J’ai dit cent fois, je répète, qu’il est non seulement acceptable mais, à mes yeux du moins, juste, nécessaire, de dénoncer l’occupation de la Cisjordanie et de Gaza, les méthodes musclées du Mossad, voire, dans les premiers temps de l’Intifada, la brutalité démesurée de la riposte de Tsahal.

Mais passer de ces fautes réelles à des fautes imaginaires (faut-il rappeler qu’il y a des officiers druzes et des députés arabes en Israël ? que les citoyens arabes y jouissent des mêmes droits civiques que les citoyens juifs ? et que le mot même d’« apartheid » n’a donc, en la circonstance, aucun sens ?), pire : inférer de la condamnation normale de telle ou telle politique, de tel ou tel gouvernement, à une condamnation globale de ce qui fait l’assise, le principe même, l’être d’Israël (faut-il rappeler qu’avant d’être cette insulte planétaire dont se gargarisaient les délégués de Durban, « sioniste » est le nom d’un mouvement de libération nationale ? que ce mouvement de libération nationale est le fondement de l’Etat hébreu ? que vouloir un Israël sans sionisme est une façon politiquement correcte de vouloir la fin d’Israël en tant que tel ?), voilà qui n’a jamais été fait, nulle part, à propos d’aucun autre pays au monde ; voilà ce que le pire adversaire, autrefois, de la guerre du Vietnam ou de la guerre d’Algérie n’a jamais osé dire des États-Unis ou de la France; et voilà où, proprement, réside l’ignominie.

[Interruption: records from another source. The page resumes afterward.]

PR #7811, opened 2021-12-06
Populate LaunchProfileValue.DisplayName

tmeschter:
Move to a newer version of CPS that includes the new `LaunchProfileValue.DisplayName` property and populate it. For the moment it will be the same as the `Name` property, but a future change will make `Name` a unique, persistent identifier for a launch profile.

Note this is the second step of a set of staged changes. CPS now defines the `LaunchProfileValue.DisplayName` property but can't take a dependency on it because the .NET Project System doesn't populate it at all. And since CPS can't depend on it, the project system can't be updated to make `Name` a persistent, unique value and handle renames as expected. This interim change allows CPS to move forward without a user-visible break or change in behavior.

###### Microsoft Reviewers: [Open in CodeFlow](https://portal.fabricbot.ms/api/codeflow?pullrequest=https://github.com/dotnet/project-system/pull/7811)

### DIFF
--- a/build/import/Packages.targets
+++ b/build/import/Packages.targets
@@ -11,7 +11,7 @@
       https://pkgs.dev.azure.com/dnceng/public/_packaging/myget-legacy/nuget/v3/index.json;
       https://pkgs.dev.azure.com/dnceng/public/_packaging/dotnet-eng/nuget/v3/index.json;
       https://pkgs.dev.azure.com/dnceng/public/_packaging/dotnet-public/nuget/v3/index.json;
-      https://pkgs.dev.azure.com/dnceng/public/_packaging/nuget-build/nuget/v3/index.json
+      https://pkgs.dev.azure.com/dnceng/public/_packaging/nuget-build/nuget/v3/index.json;
     </RestoreSources>
   </PropertyGroup>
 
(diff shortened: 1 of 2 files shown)


tmeschter:
This will remain a draft until we can pick up the real versions of the CPS packages with `LaunchProfileValue.DisplayName`.

build/import/Packages.targets
```diff
@@ -11,7 +11,7 @@
       https://pkgs.dev.azure.com/dnceng/public/_packaging/myget-legacy/nuget/v3/index.json;
       https://pkgs.dev.azure.com/dnceng/public/_packaging/dotnet-eng/nuget/v3/index.json;
       https://pkgs.dev.azure.com/dnceng/public/_packaging/dotnet-public/nuget/v3/index.json;
-      https://pkgs.dev.azure.com/dnceng/public/_packaging/nuget-build/nuget/v3/index.json;
+      https://pkgs.dev.azure.com/dnceng/public/_packaging/nuget-build/nuget/v3/index.json
```
MiYanni, line 14: Any reason to remove the semi-colon? Just makes it easier to add more sources in the future if it remains.

MiYanni (approved):

build/import/Packages.targets
tmeschter: No, that's just an artifact of changing the sources a couple times.

drewnoakes (approved):
Please squash this so that we don't have non-compiling commits in the history. I often use git bisect to identify which commit introduced a regression. Having non-compiling commits makes that process painful.

melytc (approved):

drewnoakes:
@tmeschter is this PR good to go in or are we waiting on something?

tmeschter:
Work on this stalled as I needed to focus on the single-target build for MAUI, but there is otherwise no reason to hold it.

PR #7922, opened 2022-02-16
Recreate ApplicationPropertyPage in code.

tmeschter:
This is a *partial* example of recreating ApplicationPropertyPage.xaml in code. Not all properties are present, and the original file still exists. However, this is enough to understand what a real-world property page would look like when defined in code.


src/Microsoft.VisualStudio.ProjectSystem.Managed/ProjectSystem/Rules/PropertyPages/ApplicationPropertyPage.cs
```diff
@@ -0,0 +1,257 @@
...
+                }
+            };
+
+            DynamicEnumProperty targetPlatformIdentifierProperty = new()
+            {
+                Name = "TargetPlatformIdentifier",
+                DisplayName = PPR.ApplicationPage_TargetPlatformIdentifierProperty_DisplayName,
+                Description = PPR.ApplicationPage_TargetPlatformIdentifierProperty_Description,
+                Category = GeneralCategoryName,
+                EnumProvider = "SdkSupportedTargetPlatformIdentifierEnumProvider",
```
drewnoakes, line 170: These could be constants on the provider classes.

src/Microsoft.VisualStudio.ProjectSystem.Managed/ProjectSystem/Rules/PropertyPages/ApplicationPropertyPage.cs
```diff
@@ -0,0 +1,257 @@
...
+                    new()
+                    {
+                        // TODO: EditorType could come from a constant
+                        EditorType = "LinkAction",
+                        Metadata =
+                        {
+                            new() { Name = "Action", Value = "URL" },
+                            new() { Name = "URL", Value = "http://go.microsoft.com/fwlink/?LinkID=287120" }
+                        }
+                    }
```
drewnoakes, line 160: Some helper methods for this kind of thing could be helpful.

This could be written as:

```suggestion
                    HyperlinkActionEditor("http://go.microsoft.com/fwlink/?LinkID=287120")
```

MiYanni:
@tmeschter Is this still under active consideration? Might make sense to close this until we decide to revisit the property pages. I also wanted to ask, does this have any added advantages for unit testing scenarios? Like, make them simpler or easier, or make mocking easier. Also, the localization cost for this would take time as we'd have to convert the strings into resources.

PR #7923, opened 2022-02-17
Don't block thread pool threads during file IO

drewnoakes:
Fixes [AB#1484422](https://devdiv.visualstudio.com/0bdbc590-a062-4c3f-b0f6-9383f67865ee/_workitems/edit/1484422)

The file operations can take a while to complete. The previous code protected these operations and data structures using a monitor lock, which blocks threads. This could lead to thread pool threads being blocked

This change uses an async semaphore, which allows threads that are not granted access to the critical section to yield and do other useful work until they are able to gain access.

###### Microsoft Reviewers: [Open in CodeFlow](https://portal.fabricbot.ms/api/codeflow?pullrequest=https://github.com/dotnet/project-system/pull/7923)

### DIFF
--- a/src/Microsoft.VisualStudio.ProjectSystem.Managed.VS/ProjectSystem/VS/UpToDate/UpToDateCheckStatePersistence.cs
+++ b/src/Microsoft.VisualStudio.ProjectSystem.Managed.VS/ProjectSystem/VS/UpToDate/UpToDateCheckStatePersistence.cs
@@ -68,12 +68,12 @@ namespace Microsoft.VisualStudio.ProjectSystem.VS.UpToDate
             }
         }
 
-        public async Task<(int ItemHash, DateTime ItemsChangedAtUtc)?> RestoreStateAsync(string projectPath, IImmutableDictionary<string, string> configurationDimensions)
+        public async Task<(int ItemHash, DateTime ItemsChangedAtUtc)?> RestoreStateAsync(string projectPath, IImmutableDictionary<string, string> configurationDimensions, CancellationToken cancellationToken)
         {
-            await InitializeAsync();
-            await InitializeDataAsync();
+            await InitializeAsync(cancellationToken);
+            await InitializeDataAsync(cancellationToken);
 
-            using (await _lock.EnterAsync())
+            using (await _lock.EnterAsync(cancellationToken))
             {
                 Assumes.NotNull(_dataByConfiguredProject);
 
@@ -83,16 +83,16 @@ namespace Microsoft.VisualStudio.ProjectSystem.VS.UpToDate
                 return null;
             }
 
-            async Task InitializeDataAsync()
+            async Task InitializeDataAsync(CancellationToken cancellationToken)
             {
                 if (_cacheFilePath is null || _dataByConfiguredProject is null)
                 {
-                    string filePath = await GetCacheFilePathAsync(CancellationToken.None);
+                    string filePath = await GetCacheFilePathAsync(cancellationToken);
 
                     // Switch to a background thread before doing file I/O
                     await TaskScheduler.Default;
 
-                    using (await _lock.EnterAsync())
+                    using (await _lock.EnterAsync(cancellationToken))
                     {
                         if (_cacheFilePath is null || _dataByConfiguredProject is null)
                         {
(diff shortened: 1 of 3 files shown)


drewnoakes:
I am going to investigate an additional potential bug, where these files are read more than they need to be.

src/Microsoft.VisualStudio.ProjectSystem.Managed.VS/ProjectSystem/VS/UpToDate/UpToDateCheckStatePersistence.cs
```diff
@@ -223,16 +223,19 @@ private static Dictionary<(string ProjectPath, IImmutableDictionary<string, stri
 
         public int OnAfterCloseSolution(object pUnkReserved)
```
davkean, line 224: I question if close actually needs to actually block on saving the cache.

src/Microsoft.VisualStudio.ProjectSystem.Managed.VS/ProjectSystem/VS/UpToDate/UpToDateCheckStatePersistence.cs
```diff
@@ -125,9 +125,9 @@ async Task<string> GetCacheFilePathAsync(CancellationToken cancellationToken)
             }
         }
 
-        public void StoreState(string projectPath, IImmutableDictionary<string, string> configurationDimensions, int itemHash, DateTime itemsChangedAtUtc)
+        public async Task StoreStateAsync(string projectPath, IImmutableDictionary<string, string> configurationDimensions, int itemHash, DateTime itemsChangedAtUtc)
         {
```
davkean, line 129: It feels like Cancellation representing project unload should be plumbed through here in a future PR, quick opens and closes are going to block on this completing.

davkean (approved):

src/Microsoft.VisualStudio.ProjectSystem.Managed.VS/ProjectSystem/VS/UpToDate/UpToDateCheckStatePersistence.cs
drewnoakes: I wondered the same, but was concerned that VS could exit midway through writing the file. Is there some way I can queue the task to hold back shutdown?

davkean: JoinableTaskFactory that comes from your package block until all pending tasks in its collection have completed on Package.Close (and hence VS shutdown).

But it does not look like CPS's does this for its collection.

src/Microsoft.VisualStudio.ProjectSystem.Managed.VS/ProjectSystem/VS/UpToDate/UpToDateCheckStatePersistence.cs
drewnoakes: Fixed in 27e25428330438da6929295b101725d9ad98c0da.

drewnoakes:
> I am going to investigate an additional potential bug, where these files are read more than they need to be.

There was no additional bug here. It was just multiple threads blocked on the lazy load of this data. They will now all yield on the semaphore correctly.

I am waiting to hear from @lifengl how to not block solution close, but also not fail to complete our async work before the process exits. Then I think this is good to go.

davkean:
@drewnoakes I think just merge in regardless - you haven't made this worse in regards to blocking Close.

davkean (approved):

drewnoakes:
Ok, I'll file a follow up PR later if needed.

src/Microsoft.VisualStudio.ProjectSystem.Managed.VS/ProjectSystem/VS/UpToDate/UpToDateCheckStatePersistence.cs
lifengl: Generally, our pattern is that you start to store the information during PrioritySolutionClosing event and start saving work in the background after capturing all states requiring UI thread.  So the work can be done in the background during other solution closing work.  When you receive solution close event, waits the background task. In that case, almost all work will be done before solution close, instead of blocking the close work.

drewnoakes: Addressed in https://github.com/dotnet/project-system/pull/7930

Le plus navrant, dans cette affaire, c’est que la cause de l’antiracisme serve à justifier pareille forfaiture.

Le plus navrant, le plus inquiétant, serait que la lutte contre ce crime récurrent qu’est le racisme puisse, sur fond de concurrence victimaire, servir de tremplin à une nouvelle flambée de haine qui, soit dit en passant, ne remédierait en rien à la douleur palestinienne.

L’antiracisme, matrice d’une nouvelle forme d’antisémitisme ? C’est une vision de cauchemar. Pour tous ceux qui ont toujours tenté de mener ensemble les deux combats, pour ceux qui se sentent aussi concernés par un meurtre raciste que par un attentat antisémite, pour ceux qui jugent les déclarations de Houellebecq contre l’Islam aussi lamentables que celles de Renaud Camus contre les Juifs, bref, pour les tenants de cette grande alliance qu’incarna par exemple, en France, un mouvement comme SOS-Racisme, ce serait une défaite cuisante. Mais c’est une question que, après Durban, il est difficile de ne pas poser.